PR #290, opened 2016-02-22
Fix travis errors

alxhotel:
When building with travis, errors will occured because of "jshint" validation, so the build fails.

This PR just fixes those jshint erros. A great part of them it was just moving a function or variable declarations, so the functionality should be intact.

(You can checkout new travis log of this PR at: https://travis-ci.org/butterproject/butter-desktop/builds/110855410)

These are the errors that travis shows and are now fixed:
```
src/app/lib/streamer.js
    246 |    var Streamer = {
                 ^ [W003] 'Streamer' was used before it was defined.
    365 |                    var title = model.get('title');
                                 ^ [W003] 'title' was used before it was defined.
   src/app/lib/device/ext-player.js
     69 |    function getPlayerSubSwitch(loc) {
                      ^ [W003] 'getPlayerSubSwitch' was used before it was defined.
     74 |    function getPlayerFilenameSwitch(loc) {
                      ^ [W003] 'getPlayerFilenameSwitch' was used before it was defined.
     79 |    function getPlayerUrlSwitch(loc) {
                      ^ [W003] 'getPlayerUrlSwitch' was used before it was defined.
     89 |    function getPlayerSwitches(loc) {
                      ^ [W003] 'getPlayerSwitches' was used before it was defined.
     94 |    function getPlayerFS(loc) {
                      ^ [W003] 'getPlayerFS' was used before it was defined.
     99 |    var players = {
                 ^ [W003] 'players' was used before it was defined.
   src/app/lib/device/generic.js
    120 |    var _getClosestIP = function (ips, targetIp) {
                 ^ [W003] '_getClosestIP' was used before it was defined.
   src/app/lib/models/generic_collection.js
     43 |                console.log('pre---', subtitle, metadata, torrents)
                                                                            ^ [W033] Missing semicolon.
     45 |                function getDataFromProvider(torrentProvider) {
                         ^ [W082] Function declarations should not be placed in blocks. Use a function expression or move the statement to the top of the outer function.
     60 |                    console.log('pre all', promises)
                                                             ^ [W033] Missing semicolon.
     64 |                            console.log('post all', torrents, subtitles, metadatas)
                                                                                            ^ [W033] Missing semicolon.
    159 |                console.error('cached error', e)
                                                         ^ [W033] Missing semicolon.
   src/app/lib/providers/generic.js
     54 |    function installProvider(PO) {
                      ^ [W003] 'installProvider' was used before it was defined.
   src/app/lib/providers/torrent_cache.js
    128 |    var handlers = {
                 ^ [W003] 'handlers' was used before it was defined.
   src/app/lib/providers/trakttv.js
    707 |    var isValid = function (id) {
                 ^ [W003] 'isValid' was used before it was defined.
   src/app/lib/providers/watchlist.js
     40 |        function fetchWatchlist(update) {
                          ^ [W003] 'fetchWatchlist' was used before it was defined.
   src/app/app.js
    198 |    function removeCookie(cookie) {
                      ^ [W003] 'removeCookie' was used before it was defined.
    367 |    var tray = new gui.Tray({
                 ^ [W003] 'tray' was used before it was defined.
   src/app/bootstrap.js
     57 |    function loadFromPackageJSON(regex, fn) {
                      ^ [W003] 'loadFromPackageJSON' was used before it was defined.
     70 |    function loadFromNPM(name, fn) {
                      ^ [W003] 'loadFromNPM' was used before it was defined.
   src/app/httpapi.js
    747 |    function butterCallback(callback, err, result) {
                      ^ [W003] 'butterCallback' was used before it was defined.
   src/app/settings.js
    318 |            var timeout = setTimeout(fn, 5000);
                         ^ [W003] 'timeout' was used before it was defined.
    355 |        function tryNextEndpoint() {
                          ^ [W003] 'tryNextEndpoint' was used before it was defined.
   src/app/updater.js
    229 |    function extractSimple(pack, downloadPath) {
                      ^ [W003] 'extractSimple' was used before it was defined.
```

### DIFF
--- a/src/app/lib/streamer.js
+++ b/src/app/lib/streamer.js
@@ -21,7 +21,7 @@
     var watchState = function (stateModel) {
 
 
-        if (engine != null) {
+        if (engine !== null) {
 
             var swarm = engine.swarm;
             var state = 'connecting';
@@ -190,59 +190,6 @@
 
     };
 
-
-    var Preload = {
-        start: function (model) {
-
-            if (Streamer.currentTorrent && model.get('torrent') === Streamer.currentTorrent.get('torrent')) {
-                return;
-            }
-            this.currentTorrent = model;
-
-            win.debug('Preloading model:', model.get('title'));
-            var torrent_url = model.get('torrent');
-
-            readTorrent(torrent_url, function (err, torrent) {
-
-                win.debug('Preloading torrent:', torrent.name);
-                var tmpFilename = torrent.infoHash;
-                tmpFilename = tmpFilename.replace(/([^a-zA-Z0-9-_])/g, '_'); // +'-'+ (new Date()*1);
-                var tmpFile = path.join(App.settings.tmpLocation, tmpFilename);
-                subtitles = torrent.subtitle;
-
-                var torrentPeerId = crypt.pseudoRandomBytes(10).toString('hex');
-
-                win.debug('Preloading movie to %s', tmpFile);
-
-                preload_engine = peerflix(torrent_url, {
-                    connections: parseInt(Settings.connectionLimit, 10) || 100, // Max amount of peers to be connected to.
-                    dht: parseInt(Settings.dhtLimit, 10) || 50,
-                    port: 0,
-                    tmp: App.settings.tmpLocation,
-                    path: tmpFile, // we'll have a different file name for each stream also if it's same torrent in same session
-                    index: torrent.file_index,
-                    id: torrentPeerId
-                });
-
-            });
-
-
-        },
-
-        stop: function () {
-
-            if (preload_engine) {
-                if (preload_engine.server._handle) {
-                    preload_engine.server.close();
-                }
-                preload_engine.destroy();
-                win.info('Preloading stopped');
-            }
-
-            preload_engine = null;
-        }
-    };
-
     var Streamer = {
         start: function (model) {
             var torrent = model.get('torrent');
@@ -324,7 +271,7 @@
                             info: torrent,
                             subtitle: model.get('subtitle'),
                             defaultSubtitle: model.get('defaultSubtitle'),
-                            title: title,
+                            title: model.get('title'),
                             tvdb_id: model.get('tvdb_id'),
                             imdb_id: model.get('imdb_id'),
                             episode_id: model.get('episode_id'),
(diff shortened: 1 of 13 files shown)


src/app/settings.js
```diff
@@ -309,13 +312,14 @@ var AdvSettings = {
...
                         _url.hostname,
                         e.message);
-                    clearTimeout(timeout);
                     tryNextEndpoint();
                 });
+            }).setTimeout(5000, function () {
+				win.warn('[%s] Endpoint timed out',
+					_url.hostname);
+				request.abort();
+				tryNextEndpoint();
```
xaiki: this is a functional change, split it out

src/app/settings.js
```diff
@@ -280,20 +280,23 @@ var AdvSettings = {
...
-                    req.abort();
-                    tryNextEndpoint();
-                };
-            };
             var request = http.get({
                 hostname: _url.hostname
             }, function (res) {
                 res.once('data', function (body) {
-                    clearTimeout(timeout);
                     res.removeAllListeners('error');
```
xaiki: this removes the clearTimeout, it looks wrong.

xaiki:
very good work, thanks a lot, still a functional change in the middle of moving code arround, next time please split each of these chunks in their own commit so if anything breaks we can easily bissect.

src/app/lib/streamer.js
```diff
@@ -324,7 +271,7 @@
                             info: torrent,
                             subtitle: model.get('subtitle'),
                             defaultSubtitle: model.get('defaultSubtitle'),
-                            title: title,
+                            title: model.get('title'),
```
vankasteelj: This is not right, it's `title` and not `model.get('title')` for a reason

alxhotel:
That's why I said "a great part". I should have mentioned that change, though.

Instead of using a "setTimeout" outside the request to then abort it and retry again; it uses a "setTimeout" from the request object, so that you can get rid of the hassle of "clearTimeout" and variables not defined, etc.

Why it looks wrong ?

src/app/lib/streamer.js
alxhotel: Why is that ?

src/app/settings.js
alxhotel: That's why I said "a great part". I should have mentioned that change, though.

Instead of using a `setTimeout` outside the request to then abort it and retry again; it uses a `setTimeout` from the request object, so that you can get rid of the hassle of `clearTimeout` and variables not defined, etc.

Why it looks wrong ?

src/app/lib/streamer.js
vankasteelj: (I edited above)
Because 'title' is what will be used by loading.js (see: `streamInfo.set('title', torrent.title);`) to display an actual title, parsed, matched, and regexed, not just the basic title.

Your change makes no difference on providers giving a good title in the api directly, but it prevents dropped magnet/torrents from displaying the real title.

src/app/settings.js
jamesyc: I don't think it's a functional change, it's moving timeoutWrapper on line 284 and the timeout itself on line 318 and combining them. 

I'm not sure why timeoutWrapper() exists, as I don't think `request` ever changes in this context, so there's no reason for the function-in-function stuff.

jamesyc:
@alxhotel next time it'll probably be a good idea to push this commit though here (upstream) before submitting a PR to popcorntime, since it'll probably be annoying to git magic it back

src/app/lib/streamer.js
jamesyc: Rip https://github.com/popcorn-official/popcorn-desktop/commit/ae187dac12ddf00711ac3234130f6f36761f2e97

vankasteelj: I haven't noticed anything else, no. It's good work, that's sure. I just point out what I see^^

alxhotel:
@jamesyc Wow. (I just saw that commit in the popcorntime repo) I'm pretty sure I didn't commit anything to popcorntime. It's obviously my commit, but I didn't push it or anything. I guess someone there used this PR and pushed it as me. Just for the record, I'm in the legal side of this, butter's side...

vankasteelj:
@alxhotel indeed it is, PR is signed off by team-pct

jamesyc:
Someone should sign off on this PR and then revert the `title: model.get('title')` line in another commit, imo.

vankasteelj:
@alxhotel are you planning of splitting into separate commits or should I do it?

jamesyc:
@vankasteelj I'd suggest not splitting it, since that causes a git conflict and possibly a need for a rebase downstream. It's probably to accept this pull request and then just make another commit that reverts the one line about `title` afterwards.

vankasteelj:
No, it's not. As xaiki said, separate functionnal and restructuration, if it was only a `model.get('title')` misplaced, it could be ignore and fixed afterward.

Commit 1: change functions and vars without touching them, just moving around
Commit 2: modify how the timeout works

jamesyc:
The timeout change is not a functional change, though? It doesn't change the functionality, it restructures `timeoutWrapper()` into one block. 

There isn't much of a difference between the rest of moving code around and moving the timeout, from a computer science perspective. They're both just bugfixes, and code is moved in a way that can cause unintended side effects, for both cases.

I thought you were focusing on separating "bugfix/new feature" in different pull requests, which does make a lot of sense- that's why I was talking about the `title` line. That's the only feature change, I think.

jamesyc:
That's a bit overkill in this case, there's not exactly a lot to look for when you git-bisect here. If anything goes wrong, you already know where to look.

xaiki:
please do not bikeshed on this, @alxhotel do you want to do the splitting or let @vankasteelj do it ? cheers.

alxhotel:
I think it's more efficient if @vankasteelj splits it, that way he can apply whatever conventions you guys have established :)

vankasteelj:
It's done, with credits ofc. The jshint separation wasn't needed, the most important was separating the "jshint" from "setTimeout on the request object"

□ □ □ □ □ □ □

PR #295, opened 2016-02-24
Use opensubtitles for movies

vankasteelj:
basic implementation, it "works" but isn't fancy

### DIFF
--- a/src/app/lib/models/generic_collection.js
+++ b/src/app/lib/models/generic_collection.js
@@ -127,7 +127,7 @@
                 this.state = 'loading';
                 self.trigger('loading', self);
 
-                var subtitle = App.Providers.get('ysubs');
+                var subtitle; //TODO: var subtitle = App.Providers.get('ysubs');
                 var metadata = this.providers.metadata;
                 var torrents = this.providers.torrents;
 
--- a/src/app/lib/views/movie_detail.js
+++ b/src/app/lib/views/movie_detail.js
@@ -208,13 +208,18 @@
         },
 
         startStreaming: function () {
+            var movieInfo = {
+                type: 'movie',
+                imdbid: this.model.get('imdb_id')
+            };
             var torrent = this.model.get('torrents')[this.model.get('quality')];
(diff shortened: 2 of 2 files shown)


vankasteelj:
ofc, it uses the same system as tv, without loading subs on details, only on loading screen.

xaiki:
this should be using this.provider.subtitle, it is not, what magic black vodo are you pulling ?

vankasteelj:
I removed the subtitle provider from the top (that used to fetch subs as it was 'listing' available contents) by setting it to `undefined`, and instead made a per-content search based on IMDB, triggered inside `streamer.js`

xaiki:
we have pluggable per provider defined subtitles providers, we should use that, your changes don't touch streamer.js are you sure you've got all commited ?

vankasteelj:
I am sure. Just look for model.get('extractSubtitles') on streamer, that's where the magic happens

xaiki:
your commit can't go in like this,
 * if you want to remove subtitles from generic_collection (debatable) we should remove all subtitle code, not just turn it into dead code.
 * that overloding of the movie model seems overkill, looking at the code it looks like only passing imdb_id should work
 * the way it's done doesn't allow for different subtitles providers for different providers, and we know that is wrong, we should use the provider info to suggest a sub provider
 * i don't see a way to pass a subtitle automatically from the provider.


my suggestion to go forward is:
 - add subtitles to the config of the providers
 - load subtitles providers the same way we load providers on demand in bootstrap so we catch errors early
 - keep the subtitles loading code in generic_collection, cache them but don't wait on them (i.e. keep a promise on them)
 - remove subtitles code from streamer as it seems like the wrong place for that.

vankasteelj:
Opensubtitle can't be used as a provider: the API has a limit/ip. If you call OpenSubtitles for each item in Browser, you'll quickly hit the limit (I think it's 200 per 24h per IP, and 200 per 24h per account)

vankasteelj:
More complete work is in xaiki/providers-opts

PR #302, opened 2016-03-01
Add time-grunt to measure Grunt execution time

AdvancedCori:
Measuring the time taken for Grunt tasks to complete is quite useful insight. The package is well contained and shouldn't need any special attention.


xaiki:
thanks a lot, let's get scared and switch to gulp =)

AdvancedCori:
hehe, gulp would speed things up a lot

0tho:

□ □ □ □ □ □ □

(Instructions to follow): In the records above, some lines may contain the word "part"; copy every one of them.

(Written reply):
This PR just fixes those jshint erros. A great part of them it was just moving a function or variable declarations, so the functionality should be intact.
That's why I said "a great part". I should have mentioned that change, though.
alxhotel: That's why I said "a great part". I should have mentioned that change, though.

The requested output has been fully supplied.